**WHAT YOU SHOULD DO**
Could you copy every record exactly as it appears?

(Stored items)

PR #7905, opened 2026-06-26
feat(rocr): add per-queue error callback to AIE queues

### LINKED ISSUE #7908: AIE queues drop the hsa_queue_create error callback
### Problem
AIE queues created via `hsa_queue_create` silently drop the error callback.
`AMD::AieAgent::QueueCreate` receives the `event_callback`/`data` arguments but
never forwards them to `AieAqlQueue`, and `AieAqlQueue` has no error-reporting
path. As a result, applications that register an error callback on an AIE queue
never receive command-submission failures (unlike GPU queues via `AqlQueue`).

### Expected
An AIE queue should report submission/command failures through the per-queue
error callback registered at `hsa_queue_create`, mirroring the GPU `AqlQueue`
behavior (`Suspend` + `errors_callback_`).

### Notes
This is a prerequisite for asynchronous AIE command execution, which needs a way
to surface command errors that occur off the dispatch thread.

aamarnat:
Closes #7908

## Summary
AIE queues created via `hsa_queue_create` silently dropped the error callback:
`AieAgent::QueueCreate` received `event_callback`/`data` but never passed them to
`AieAqlQueue`, which had no error-reporting path. This wires up a per-queue error
callback, mirroring the GPU `AqlQueue`.

## Changes
- `AieAgent::QueueCreate` now forwards `callback`/`data` to the `AieAqlQueue` ctor.
- `AieAqlQueue` stores `errors_callback_`/`errors_data_` and adds `InvokeErrorCallback()`
  (same shape and guards as `AqlQueue`).
- On a `SubmitCmdChain` failure, `SubmitPackets` now suspends the queue and invokes the
  callback instead of throwing, leaving the read index unadvanced so the failed packets
  are not marked consumed.
- Adds a self-contained rocrtst test (`suites/aie/error_callback_test.cc`) that registers a
  callback and asserts it fires when a packet with an unregistered buffer is rejected.

## Notes
- Mirrors the GPU `AqlQueue` error path (`Suspend` + `errors_callback_`); constructor
  signature, member types, and `InvokeErrorCallback` match `AqlQueue`.
- The test is standalone and needs no AIE kernel artifacts (no aiecc/NPU toolchain). Its
  CMake will be reconciled with the broader AIE rocrtst suite when that lands on `develop`.


ypapadop-amd (approved):

projects/rocr-runtime/rocrtst/suites/aie/error_callback_test.cc
```diff
@@ -0,0 +1,142 @@
...
+
+// Creating a queue with an error callback must succeed, and the callback must not fire while no
+// error has occurred.
+TEST(ErrorCallback, QueueCreateWithCallback) {
+  ASSERT_EQ(hsa_init(), HSA_STATUS_SUCCESS);
+
+  bool found = false;
+  const hsa_agent_t agent = first_aie_agent(found);
+  ASSERT_TRUE(found);
+
```
cfreeamd, line 85: 🤖 AI-assisted pre-review (for @cfreeamd)

**[Important]** Tests fail (not skip) on machines without AIE hardware.

`ASSERT_TRUE(found)` when `found` is false registers as a test FAILURE, not a skip, so every CI machine without an NPU will show these tests as FAILED. Replace with:
```cpp
if (!found) GTEST_SKIP() << "No AIE device found; skipping test";
```
`GTEST_SKIP()` is available since GTest 1.10.0, which predates the pinned FetchContent commit.

cfreeamd, line 85: 🤖 AI-assisted pre-review (for @cfreeamd)

**[Important]** `hsa_init` is called before the agent-discovery check and is leaked if the test exits early (or skips). `hsa_shut_down()` at the bottom is never reached in that path, leaving the HSA runtime initialized for the rest of the process lifetime. Move `hsa_init` after the agent-discovery/skip check, or use a GTest fixture with `SetUpTestSuite`/`TearDownTestSuite` shared across both tests.

projects/rocr-runtime/runtime/hsa-runtime/core/inc/amd_aie_aql_queue.h
```diff
@@ -118,6 +126,13 @@ class AieAqlQueue : public core::Queue,
   void* kmq_metadata_ = nullptr;
   /// @brief Indicates if queue is active.
   std::atomic<bool> active_ = false;
+  /// @brief Set when the queue is suspended after an error; no further packets are submitted.
+  /// Only accessed on the packet-submission path, so it does not need to be atomic.
+  bool suspended_;
```
cfreeamd: 🤖 AI-assisted pre-review (for @cfreeamd)

**[Important]** `bool suspended_;` has no in-class default initializer. `std::atomic<bool> active_ = false;` above it carries one; `suspended_` does not. The initializer-list entry `suspended_(false)` is correct for this constructor, but any future constructor that omits it would leave `suspended_` indeterminate. Add:
```cpp
bool suspended_ = false;
```
at the declaration site for safety and consistency with the surrounding members.

cfreeamd (commented):
Projects/rocr-runtime files reviewed. Inline comments cover the issues found. `amd_aie_aql_queue.cpp`, `amd_aie_agent.cpp`, and `CMakeLists.txt` look structurally correct.

aamarnat:
Thanks for the review @cfreeamd — all three comments addressed in dabcd8b. Summary and on-hardware verification below.

**1. Tests fail (not skip) on machines without AIE hardware** ✅
Both tests are now a `TEST_F(ErrorCallback, …)` fixture whose `SetUp()` resolves the AIE agent and calls `GTEST_SKIP()` when none is present.

**2. `hsa_init` leaked on early exit/skip** ✅
Went with the fixture approach you suggested rather than the "move `hsa_init` after the discovery check" wording — the latter isn't viable because `hsa_iterate_agents` requires the runtime to already be initialized. Instead, `SetUpTestSuite`/`TearDownTestSuite` init once and **unconditionally** shut down, so there's no leak on the pass *or* skip path.

**3. `bool suspended_;` has no in-class default initializer** ✅
Now `bool suspended_ = false;` at the declaration site.

### Verification (on an NPU box)

Normal run — hardware present:
```
[ RUN      ] ErrorCallback.QueueCreateWithCallback
[       OK ] ErrorCallback.QueueCreateWithCallback (0 ms)
[ RUN      ] ErrorCallback.InvalidDispatchInvokesCallback
AIE queue: command submission failed (0x1003)
[       OK ] ErrorCallback.InvalidDispatchInvokesCallback (0 ms)
[  PASSED  ] 2 tests.
```
(`0x1003` = `HSA_STATUS_ERROR_INVALID_PACKET_FORMAT` — the expected error path: `suspended_` set, callback invoked with the right status/source.)

Forced no-agent path (temporary local override, reverted before commit) — confirms the skip branch and that CI stays green:
```
[  SKIPPED ] ErrorCallback.QueueCreateWithCallback
[  SKIPPED ] ErrorCallback.InvalidDispatchInvokesCallback
[  PASSED  ] 0 tests.  [  SKIPPED ] 2 tests
# process exit code: 0
```
Global teardown ran on the skip path too, so `hsa_shut_down` fires and the runtime isn't leaked.

Compiled clean under `-Wall -Wextra -Wpedantic`.

cfreeamd (approved):

dayatsin-amd (approved):

aamarnat:
Added NCSA copyright headers to the new files in this PR:

- `projects/rocr-runtime/rocrtst/suites/aie/CMakeLists.txt`
- `projects/rocr-runtime/rocrtst/suites/aie/error_callback_test.cc`

aamarnat:
Added SPDX license headers to the new files in this PR:

- `projects/rocr-runtime/rocrtst/suites/aie/CMakeLists.txt` (SPDX/MIT)
- `projects/rocr-runtime/rocrtst/suites/aie/error_callback_test.cc` (already had SPDX/MIT)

**WORKED SOLUTION**
PR #7905, opened 2026-06-26
feat(rocr): add per-queue error callback to AIE queues

### LINKED ISSUE #7908: AIE queues drop the hsa_queue_create error callback
### Problem
AIE queues created via `hsa_queue_create` silently drop the error callback.
`AMD::AieAgent::QueueCreate` receives the `event_callback`/`data` arguments but
never forwards them to `AieAqlQueue`, and `AieAqlQueue` has no error-reporting
path. As a result, applications that register an error callback on an AIE queue
never receive command-submission failures (unlike GPU queues via `AqlQueue`).

### Expected
An AIE queue should report submission/command failures through the per-queue
error callback registered at `hsa_queue_create`, mirroring the GPU `AqlQueue`
behavior (`Suspend` + `errors_callback_`).

### Notes
This is a prerequisite for asynchronous AIE command execution, which needs a way
to surface command errors that occur off the dispatch thread.

aamarnat:
Closes #7908

## Summary
AIE queues created via `hsa_queue_create` silently dropped the error callback:
`AieAgent::QueueCreate` received `event_callback`/`data` but never passed them to
`AieAqlQueue`, which had no error-reporting path. This wires up a per-queue error
callback, mirroring the GPU `AqlQueue`.

## Changes
- `AieAgent::QueueCreate` now forwards `callback`/`data` to the `AieAqlQueue` ctor.
- `AieAqlQueue` stores `errors_callback_`/`errors_data_` and adds `InvokeErrorCallback()`
  (same shape and guards as `AqlQueue`).
- On a `SubmitCmdChain` failure, `SubmitPackets` now suspends the queue and invokes the
  callback instead of throwing, leaving the read index unadvanced so the failed packets
  are not marked consumed.
- Adds a self-contained rocrtst test (`suites/aie/error_callback_test.cc`) that registers a
  callback and asserts it fires when a packet with an unregistered buffer is rejected.

## Notes
- Mirrors the GPU `AqlQueue` error path (`Suspend` + `errors_callback_`); constructor
  signature, member types, and `InvokeErrorCallback` match `AqlQueue`.
- The test is standalone and needs no AIE kernel artifacts (no aiecc/NPU toolchain). Its
  CMake will be reconciled with the broader AIE rocrtst suite when that lands on `develop`.


ypapadop-amd (approved):

projects/rocr-runtime/rocrtst/suites/aie/error_callback_test.cc
```diff
@@ -0,0 +1,142 @@
...
+
+// Creating a queue with an error callback must succeed, and the callback must not fire while no
+// error has occurred.
+TEST(ErrorCallback, QueueCreateWithCallback) {
+  ASSERT_EQ(hsa_init(), HSA_STATUS_SUCCESS);
+
+  bool found = false;
+  const hsa_agent_t agent = first_aie_agent(found);
+  ASSERT_TRUE(found);
+
```
cfreeamd, line 85: 🤖 AI-assisted pre-review (for @cfreeamd)

**[Important]** Tests fail (not skip) on machines without AIE hardware.

`ASSERT_TRUE(found)` when `found` is false registers as a test FAILURE, not a skip, so every CI machine without an NPU will show these tests as FAILED. Replace with:
```cpp
if (!found) GTEST_SKIP() << "No AIE device found; skipping test";
```
`GTEST_SKIP()` is available since GTest 1.10.0, which predates the pinned FetchContent commit.

cfreeamd, line 85: 🤖 AI-assisted pre-review (for @cfreeamd)

**[Important]** `hsa_init` is called before the agent-discovery check and is leaked if the test exits early (or skips). `hsa_shut_down()` at the bottom is never reached in that path, leaving the HSA runtime initialized for the rest of the process lifetime. Move `hsa_init` after the agent-discovery/skip check, or use a GTest fixture with `SetUpTestSuite`/`TearDownTestSuite` shared across both tests.

projects/rocr-runtime/runtime/hsa-runtime/core/inc/amd_aie_aql_queue.h
```diff
@@ -118,6 +126,13 @@ class AieAqlQueue : public core::Queue,
   void* kmq_metadata_ = nullptr;
   /// @brief Indicates if queue is active.
   std::atomic<bool> active_ = false;
+  /// @brief Set when the queue is suspended after an error; no further packets are submitted.
+  /// Only accessed on the packet-submission path, so it does not need to be atomic.
+  bool suspended_;
```
cfreeamd: 🤖 AI-assisted pre-review (for @cfreeamd)

**[Important]** `bool suspended_;` has no in-class default initializer. `std::atomic<bool> active_ = false;` above it carries one; `suspended_` does not. The initializer-list entry `suspended_(false)` is correct for this constructor, but any future constructor that omits it would leave `suspended_` indeterminate. Add:
```cpp
bool suspended_ = false;
```
at the declaration site for safety and consistency with the surrounding members.

cfreeamd (commented):
Projects/rocr-runtime files reviewed. Inline comments cover the issues found. `amd_aie_aql_queue.cpp`, `amd_aie_agent.cpp`, and `CMakeLists.txt` look structurally correct.

aamarnat:
Thanks for the review @cfreeamd — all three comments addressed in dabcd8b. Summary and on-hardware verification below.

**1. Tests fail (not skip) on machines without AIE hardware** ✅
Both tests are now a `TEST_F(ErrorCallback, …)` fixture whose `SetUp()` resolves the AIE agent and calls `GTEST_SKIP()` when none is present.

**2. `hsa_init` leaked on early exit/skip** ✅
Went with the fixture approach you suggested rather than the "move `hsa_init` after the discovery check" wording — the latter isn't viable because `hsa_iterate_agents` requires the runtime to already be initialized. Instead, `SetUpTestSuite`/`TearDownTestSuite` init once and **unconditionally** shut down, so there's no leak on the pass *or* skip path.

**3. `bool suspended_;` has no in-class default initializer** ✅
Now `bool suspended_ = false;` at the declaration site.

### Verification (on an NPU box)

Normal run — hardware present:
```
[ RUN      ] ErrorCallback.QueueCreateWithCallback
[       OK ] ErrorCallback.QueueCreateWithCallback (0 ms)
[ RUN      ] ErrorCallback.InvalidDispatchInvokesCallback
AIE queue: command submission failed (0x1003)
[       OK ] ErrorCallback.InvalidDispatchInvokesCallback (0 ms)
[  PASSED  ] 2 tests.
```
(`0x1003` = `HSA_STATUS_ERROR_INVALID_PACKET_FORMAT` — the expected error path: `suspended_` set, callback invoked with the right status/source.)

Forced no-agent path (temporary local override, reverted before commit) — confirms the skip branch and that CI stays green:
```
[  SKIPPED ] ErrorCallback.QueueCreateWithCallback
[  SKIPPED ] ErrorCallback.InvalidDispatchInvokesCallback
[  PASSED  ] 0 tests.  [  SKIPPED ] 2 tests
# process exit code: 0
```
Global teardown ran on the skip path too, so `hsa_shut_down` fires and the runtime isn't leaked.

Compiled clean under `-Wall -Wextra -Wpedantic`.

cfreeamd (approved):

dayatsin-amd (approved):

aamarnat:
Added NCSA copyright headers to the new files in this PR:

- `projects/rocr-runtime/rocrtst/suites/aie/CMakeLists.txt`
- `projects/rocr-runtime/rocrtst/suites/aie/error_callback_test.cc`

aamarnat:
Added SPDX license headers to the new files in this PR:

- `projects/rocr-runtime/rocrtst/suites/aie/CMakeLists.txt` (SPDX/MIT)
- `projects/rocr-runtime/rocrtst/suites/aie/error_callback_test.cc` (already had SPDX/MIT)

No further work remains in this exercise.